### Assignment
Retype the entries below without any change.

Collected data
*-*-*

PR #178, opened 2022-02-21
Update alternatives to point to x/sqlite3

waynebloss:
Hello, the current readme points to an old unmaintained native Deno plugin ([crabmusket/deno_sqlite_plugin](https://github.com/crabmusket/deno_sqlite_plugin)) but now we have [denodrivers/sqlite3](https://github.com/denodrivers/sqlite3) (published at [x/sqlite3](https://deno.land/x/sqlite3)) and it looks like this one is being maintained for now...

One caveat - to use it, you have to run with the `--unstable` flag.

So, I was just wondering if we could update the README to point to that?


README.md
```diff
@@ -56,8 +56,8 @@ db.close();
 If you want something that just works (and is fast), use this library.
 
 Depending on your specific needs, there is also
-[deno_sqlite_plugin](https://github.com/crabmusket/deno_sqlite_plugin), however
-this module seems to no longer be actively maintained.
+[deno_sqlite](https://github.com/denodrivers/sqlite3), however
+this module requires the `--unstable` flag currently.
```
dyedgreen, line 60:
```suggestion
using this module requires the `--allow-ffi` and `--unstable` flag.
```

dyedgreen:
Thank you for pointing this out! Ive left one small wording suggestion, let me know what you think 😊

waynebloss:
Oh, I didn't realize that I needed the `--allow-ffi` flag too probably because I just ran it with `-A` when I tested it. Thanks!

waynebloss:
The necessary flags aren't even noted in their documentation though, so if I use it I'll probably be asking them to add this info too!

*-*-*

### Your response
PR #178, opened 2022-02-21
Update alternatives to point to x/sqlite3

waynebloss:
Hello, the current readme points to an old unmaintained native Deno plugin ([crabmusket/deno_sqlite_plugin](https://github.com/crabmusket/deno_sqlite_plugin)) but now we have [denodrivers/sqlite3](https://github.com/denodrivers/sqlite3) (published at [x/sqlite3](https://deno.land/x/sqlite3)) and it looks like this one is being maintained for now...

One caveat - to use it, you have to run with the `--unstable` flag.

So, I was just wondering if we could update the README to point to that?


README.md
```diff
@@ -56,8 +56,8 @@ db.close();
 If you want something that just works (and is fast), use this library.
 
 Depending on your specific needs, there is also
-[deno_sqlite_plugin](https://github.com/crabmusket/deno_sqlite_plugin), however
-this module seems to no longer be actively maintained.
+[deno_sqlite](https://github.com/denodrivers/sqlite3), however
+this module requires the `--unstable` flag currently.
```
dyedgreen, line 60:
```suggestion
using this module requires the `--allow-ffi` and `--unstable` flag.
```

dyedgreen:
Thank you for pointing this out! Ive left one small wording suggestion, let me know what you think 😊

waynebloss:
Oh, I didn't realize that I needed the `--allow-ffi` flag too probably because I just ran it with `-A` when I tested it. Thanks!

waynebloss:
The necessary flags aren't even noted in their documentation though, so if I use it I'll probably be asking them to add this info too!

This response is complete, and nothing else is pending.